La Terrasse

"La culture est une résistance à la distraction" Pasolini

Théâtre - Entretien

Rest and Watch de Jean Bechetoille

Rest and Watch de Jean Bechetoille - Critique sortie Théâtre Paris Théâtre de la Tempête
© Bechetoille Jean Bechetoille

Théâtre de la Tempête

Publié le 21 février 2022 - N° 297

Dans Rest and Watch, Jean Bechetoille prédit l’avenir des enfants nés en temps de pandémie. En partie autobiographique, cette fable familiale et musicale questionne avec humour et gravité les perspectives qui s’offrent à notre société.

Rest and Watch est votre troisième création à la tête de votre Compagnie du 1er août, fondée en 2017. Qu’a-t-elle de commun avec les deux précédentes ?

Jean Bechetoille : L’acte de naissance de la compagnie est la pièce Comment Igor a disparu, que j’ai écrite et mise en scène en 2017. Ce qui est aussi le cas de Vie et mort d’un chien traduit du danois par Niels Nielsen ainsi que de Rest and Watch. D’une pièce à l’autre, on retrouve les mêmes acteurs et techniciens, qui participent aussi au festival La Nuit la plus chaude porté par la compagnie, basée en Bourgogne. Cette dynamique de troupe est très importante pour moi, elle est un élément central de notre identité.

D’une pièce à l’autre, vous développez un univers dont la cellule familiale est le centre. Quelle forme prend-elle dans votre nouvelle création ?

J.B. : La famille de Rest and Watch s’inspire d’une petite forme que j’ai créée en 2020 avec la compagnie, marquée alors par deux grossesses, dont celle de la comédienne Hélène Marchand qui est ma compagne dans la vie. Cette sorte de « cérémonie prénatale » créée en neuf mois est présente dans Rest and Watch, dont les protagonistes enfants Serge et Aliocha sont d’abord dans le ventre leur mère en 2020 puis on les retrouve plus tard jusqu’en 2055. Fort des changements qui ont remodelé le monde, la famille de la pièce vit en vase clos, et les enfants sont conditionnés à ne rien faire.

« Rest and Watch fait étrangement rire. »

L’année 2020 est celle de l’arrivée du Covid parmi nous. En quoi la pandémie est-elle présente dans votre pièce ?
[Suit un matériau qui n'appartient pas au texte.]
PR #1597, opened 2026-05-11
MRD-2780 Migrate to GitHub Actions

ppmg:
This set of changes migrates the repo away from CircleCI and onto GitHub
Actions.

Notable details of these changes include:
- The integration and e2e local tests are run in parallel jobs, for which
  cypress-split needed to be installed and configured (changes to package.json
  and cypress.config.ts). See the hmpps-assess-risks-and-needs-github-actions
  repo for details on how the splitting and parallelisation is done. This is
  also being done in the e2e repo.
- The contents of the start-services-for-e2e-tests.sh script have been
  simplified by copying over the contents of the start-services-integration.sh
  script that existed in the e2e test repo. This is so that the workflow in
  this and the e2e test and API pipelines are as similar as possible.
  The e2e script and the one in this repo were very similar, with this one
  accepting a couple of flag options. Those options aren't needed anymore (the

J.B. : La pièce commençant en 2020, et se poursuivant de nombreuses années après, la pandémie n’est finalement pour les protagonistes qu’un vague mauvais souvenir. Elle est l’une des catastrophes qui ont lieu, et pour la famille que l’on voit évoluer entre 2039 et 2055, qui est en fait la réunion de deux familles, suite à la mort mystérieuse du père de Serge, elle est une sorte de spectre. Tel que l’imagine cette famille, qui vit cloîtrée quelque part en Bourgogne dans une nature qui a repris ses droits, le monde est à bout de course. Quel que soit le cadre, les humains conservent leurs travers, leurs contradictions.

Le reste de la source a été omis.